Les chiffres d’affaires dans la filière aéronautique ont progressé de 14,4 % en 2022 et les perspectives pour 2023 sont de l’ordre de +11,7%. Les effectifs de la filière, qui avaient reculé de 0,9 % l’an dernier, sont orientés à la hausse cette année.

Les chefs d’entreprise du secteur tablent en effet sur une progression de 5,6% de leurs effectifs en 2023. Les investissements qui avaient fortement augmenté, soit + 51,3% l’an dernier, devraient progresser cette année encore, cependant à un rythme un peu moins soutenu, de + 41,6%, une forte majorité de chefs d’entreprise anticipant une hausse de leurs marges.

De fait, les carnets de commandes des industriels, Airbus, Safran, Dassault en tête, sont pleins et les cadences de production en nette hausse.
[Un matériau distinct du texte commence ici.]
PR #142, opened 2020-10-10
Fix maporbroadcast for ReverseDiff

mohamed82008:
This PR fixes https://github.com/TuringLang/Turing.jl/issues/1385 by making sure broadcasting is used instead of mapping for ReverseDiff. Broadcasting mixed TrackedArrays and arrays of TrackedReals breaks Tracker but ReverseDiff can handle it.

### DIFF
--- a/src/Bijectors.jl
+++ b/src/Bijectors.jl
@@ -243,8 +243,6 @@ end
 
 include("interface.jl")
 
-# Broadcasting here breaks Tracker for some reason
-maporbroadcast(f, x::AbstractArray{<:Any, N}...) where {N} = map(f, x...)
 maporbroadcast(f, x::AbstractArray...) = f.(x...)
 
 # optional dependencies
--- a/src/compat/reversediff.jl
+++ b/src/compat/reversediff.jl
@@ -1,7 +1,7 @@
 module ReverseDiffCompat
 
 using ..ReverseDiff: ReverseDiff, @grad, value, track, TrackedReal, TrackedVector, 
-    TrackedMatrix, TrackedArray
+    TrackedMatrix
 using Requires, LinearAlgebra
 
 using ..Bijectors: Log, SimplexBijector, maphcat, simplex_link_jacobian, 
--- a/src/compat/reversediff.jl
+++ b/src/compat/reversediff.jl
@@ -46,8 +46,6 @@ function Base.maximum(d::LocationScale{<:TrackedReal})
     end
 end
 
-maporbroadcast(f, x::Union{AbstractArray, TrackedArray, AbstractArray{<:TrackedReal}}...) = f.(x...)
-
 logabsdetjac(b::Log{1}, x::Union{TrackedVector, TrackedMatrix}) = track(logabsdetjac, b, x)
 @grad function logabsdetjac(b::Log{1}, x::AbstractVector)
     return -sum(log, value(x)), Δ -> (nothing, -Δ ./ value(x))
--- a/src/compat/reversediff.jl
+++ b/src/compat/reversediff.jl
@@ -1,7 +1,7 @@
 module ReverseDiffCompat
 
 using ..ReverseDiff: ReverseDiff, @grad, value, track, TrackedReal, TrackedVector, 
-    TrackedMatrix
+    TrackedMatrix, TrackedArray
 using Requires, LinearAlgebra
 
 using ..Bijectors: Log, SimplexBijector, maphcat, simplex_link_jacobian, 
@@ -45,6 +45,8 @@ function Base.maximum(d::LocationScale{<:TrackedReal})
         return m
     end
 end
+
+maporbroadcast(f, x::Union{AbstractArray, TrackedArray, AbstractArray{<:TrackedReal}}...) = f.(x...)
 
 logabsdetjac(b::Log{1}, x::Union{TrackedVector, TrackedMatrix}) = track(logabsdetjac, b, x)
 @grad function logabsdetjac(b::Log{1}, x::AbstractVector)
--- a/src/compat/tracker.jl
+++ b/src/compat/tracker.jl
@@ -12,16 +12,18 @@ using .Tracker: Tracker,
 using Compat: eachcol
 using LinearAlgebra
 
-# Broadcasting here breaks Tracker for some reason
-maporbroadcast(f, x::Union{AbstractArray, TrackedArray, AbstractArray{<:TrackedReal}}...) = map(f, x...)
+# Broadcasting here breaks Tracker
+const TrackedT = Union{TrackedArray, AbstractArray{<:TrackedReal}}
 maporbroadcast(f, x::TrackedArray...) = f.(x...)
-function maporbroadcast(
-    f,
-    x1::TrackedArray{T, N},
-    x::AbstractArray{<:TrackedReal}...,
-) where {T, N}
-    return f.(convert(Array{TrackedReal{T}, N}, x1), x...)
-end
+maporbroadcast(f, x::Union{TrackedArray, AbstractArray{<:TrackedReal}}...) = map(f, x...)
+maporbroadcast(f, x1::TrackedT, x2::AbstractArray) = map(f, x1, x2)
+maporbroadcast(f, x1::AbstractArray, x2::TrackedT) = map(f, x1, x2)
+maporbroadcast(f, x1::TrackedT, x2::AbstractArray, x3::AbstractArray) = map(f, x1, x2, x3)
+maporbroadcast(f, x1::AbstractArray, x2::TrackedT, x3::AbstractArray) = map(f, x1, x2, x3)
+maporbroadcast(f, x1::AbstractArray, x2::AbstractArray, x3::TrackedT) = map(f, x1, x2, x3)
+maporbroadcast(f, x1::TrackedT, x2::TrackedT, x3::AbstractArray) = map(f, x1, x2, x3)
+maporbroadcast(f, x1::AbstractArray, x2::TrackedT, x3::TrackedT) = map(f, x1, x2, x3)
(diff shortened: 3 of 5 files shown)


src/compat/tracker.jl
```diff
@@ -12,6 +12,8 @@ using .Tracker: Tracker,
 using Compat: eachcol
 using LinearAlgebra
 
+# Broadcasting here breaks Tracker for some reason
+maporbroadcast(f, x::Union{AbstractArray, TrackedArray, AbstractArray{<:TrackedReal}}...) = map(f, x...)
 maporbroadcast(f, x::TrackedArray...) = f.(x...)
```
devmotion, line 17: The definitions of `maporbroadcast` are quite dangerous since they easily lead to invalidations, similar to
```julia
julia> f(x::AbstractArray...) = 1

julia> f(x::Matrix...) = 2
f (generic function with 2 methods)

julia> f()
2
```
Fortunately, it seems to work in the case of `Union`s (at least with Julia 1.5.2),
```julia
julia> g(x::AbstractVector...) = 1

julia> g(x::AbstractVecOrMat...) = 2
g (generic function with 2 methods)

julia> g()
1
```
so this definition here might be the most problematic one.

mohamed82008: I mean we never really call the function without arguments. And unless there is a better solution that works, invalidations are a secondary concern.

devmotion: I think it would be easy to fix this issue - and at the same time improve the current design and implementation of `maporbroadcast`. Hence I don't think this problem should be a secondary concern.

Instead of implementing `maporbroadcast(f, x...)` for special types of `x` one could just define two traits `MapStyle` and `BroadcastStyle` (well, maybe use a different name...), and then define
```julia
maporbroadcast(f, x::AbstractArray...) = maporbroadcast(f, maporbroadcaststyle(x...), x...)

struct MapStyle end
struct BroadcastStyle end

maporbroadcast(f, ::MapStyle, x::AbstractArray...) = map(f, x...)
maporbroadcast(f, ::BroadcastStyle, x::AbstractArray...) = f.(x...)

maporbroadcaststyle(::Tuple{}) = MapStyle() # or BroadcastStyle, but maybe the type inference of map is better?
maporbroadcaststyle(::AbstractArray) = BroadcastStyle()
function maporbroadcaststyle(x::AbstractArray, y::AbstractArray, ys::AbstractArray...)
    return maporbroadcaststyle(maporbroadcaststyle(x), maporbroadcaststyle(y, ys...))
end

# promotion rule
maporbroadcaststyle(::MapStyle, ::MapStyle) = MapStyle()
maporbroadcaststyle(::BroadcastStyle, ::BroadcastStyle)
maporbroadcaststyle(::MapStyle, ::BroadcastStyle) = MapStyle()
maporbroadcaststyle(::BroadcastStyle, ::MapStyle) = MapStyle()

# to be implemented for TrackedArray etc.
maporbroadcaststyle(::TrackedArray) = MapStyle()
```

BTW I wanted to have a look at the corresponding implementation in DistributionsAD but I noticed that actually `maporbroadcast` is removed there.

mohamed82008: Please open another PR with this suggestion after this is merged.

mohamed82008: Your implementation is adding significant complexity to the code so it would be nice to evaluate its benefits in a separate thread, e.g. how many invalidations are eliminated. This PR is just a bugfix.

devmotion:
We should add some tests here, it seems the existing ones did not cover the problem. In what way is `maporbroadcast` actually covered by any tests? Do tests fail if e.g. `map` is used for all arrays?

src/compat/tracker.jl
devmotion: IMO the code is not complex, it's just what you actually want to achieve (base whether `map` or `broadcast` is used on the arguments) without listing all possible combinations of arrays. Thus most importantly, it is easily extendable by just defining `maporbroadcaststyle` for arrays that should use broadcasting (or not, whatever the default is).

mohamed82008:
>Do tests fail if e.g. map is used for all arrays?

No but we get the problem in the Turing issue which is an array of `TrackedReal`s when applying a 1-dim `TruncatedBijector`. `maporbroadcast` is tested but only for correctness not the output type. I can add that issue's case as a test case.

src/Bijectors.jl
```diff
@@ -243,8 +243,6 @@ end
 
 include("interface.jl")
 
-# Broadcasting here breaks Tracker for some reason
-maporbroadcast(f, x::AbstractArray{<:Any, N}...) where {N} = map(f, x...)
```
devmotion, line 247: I still think it would make sense to keep this definition (and only change it for ReverseDiff). If the arrays are of the same dimension, it should be simpler to not invoke the broadcast machinery (for which adjoints require quite complex implementations e.g. in Tracker and Zygote that even make use of ForwardDiff).

test/ad/distributions.jl
```diff
@@ -550,4 +550,10 @@
             )
         end
     end
+
+    @testset "Turing issue 1385" begin
+        dist = arraydist(truncated.(Laplace.(0, [1, 2]), -10.0, 70.0))
+        x = ReverseDiff.track(rand(dist))
+        @test typeof(bijector(dist)(x)) <: ReverseDiff.TrackedArray
+    end
```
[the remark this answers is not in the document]
devmotion: Maybe it would also be good to really test the underlying issue by testing the output of `maporbroadcast` for ReverseDiff (and making sure, of course, that it fails on master) and not use any bijectors at all here.

devmotion (changes requested):
I added some comments. IMO the only thing needed seems to be a special implementation of `maporbroadcast` for ReverseDiff, I don't think it's good to change the default implementation.

In general, it seems the issue with `map` is a more general problem of ReverseDiff (and not of Bijectors) and ideally should be fixed there. But I'm fine with a workaround for ReverseDiff for now.

src/compat/reversediff.jl
```diff
@@ -46,6 +46,8 @@ function Base.maximum(d::LocationScale{<:TrackedReal})
     end
 end
 
+maporbroadcast(f, x::Union{AbstractArray, TrackedArray, AbstractArray{<:TrackedReal}}...) = f.(x...)
+
```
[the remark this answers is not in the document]
devmotion: However (see my comments below), actually I think the default implementation should not be changed.

test/ad/distributions.jl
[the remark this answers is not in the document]
devmotion: BTW it seems the test fails.

src/Bijectors.jl
mohamed82008: Tracker's map also reduces to an array of TrackedReals. So broadcasting by default is needed for 2 out of 3 AD backends. So it makes sense as the default. Only when we have mixed TrackedArrays and arrays of TrackedReals that Tracker fails hence the need for the map workaround. ReverseDiff broadcasting doesn't fail in this case.

src/compat/tracker.jl
```diff
@@ -12,14 +12,18 @@ using .Tracker: Tracker,
...
-end
+maporbroadcast(f, x::Union{TrackedArray, AbstractArray{<:TrackedReal}}...) = map(f, x...)
+maporbroadcast(f, x1::TrackedT, x2::AbstractArray) = map(f, x1, x2)
+maporbroadcast(f, x1::AbstractArray, x2::TrackedT) = map(f, x1, x2)
+maporbroadcast(f, x1::TrackedT, x2::AbstractArray, x3::AbstractArray) = map(f, x1, x2, x3)
+maporbroadcast(f, x1::AbstractArray, x2::TrackedT, x3::AbstractArray) = map(f, x1, x2, x3)
+maporbroadcast(f, x1::AbstractArray, x2::AbstractArray, x3::TrackedT) = map(f, x1, x2, x3)
+maporbroadcast(f, x1::TrackedT, x2::TrackedT, x3::AbstractArray) = map(f, x1, x2, x3)
+maporbroadcast(f, x1::AbstractArray, x2::TrackedT, x3::TrackedT) = map(f, x1, x2, x3)
+maporbroadcast(f, x1::TrackedT, x2::AbstractArray, x3::TrackedT) = map(f, x1, x2, x3)
```
devmotion, line 26: This does not seem like a robust solution, and needs tests. I still think the easiest solution would be to just change the ReverseDiff part in this PR - since this is what you want to fix and what you added a test for.

test/runtests.jl
```diff
@@ -35,5 +35,12 @@ end
 
 if !is_TRAVIS && (GROUP == "All" || GROUP == "AD")
     include("ad/distributions.jl")
+    if AD == "ReverseDiff"
```
devmotion, line 38:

Plusieurs ombres demeurent cependant : les difficultés de recrutement, sachant que huit chefs d’entreprise sur dix peinent à embaucher ; les difficultés d’approvisionnement en matières premières et composants ; les flux logistiques déstabilisés ; l’inflation ; la hausse du prix de l’énergie qui affecte l’industrie française et européenne et constitue pour celles-ci un désavantage compétitif par rapport à l’industrie américaine.

« Dans ce contexte, faire face à des demandes de montée en puissance de la production et préserver du cash pour investir dans la modernisation de l’outil industriel ou des produits : l’équation devient très compliquée pour les acteurs de la filière », constate Bruno Darboux, président du pôle de compétitivité Aerospace Valley.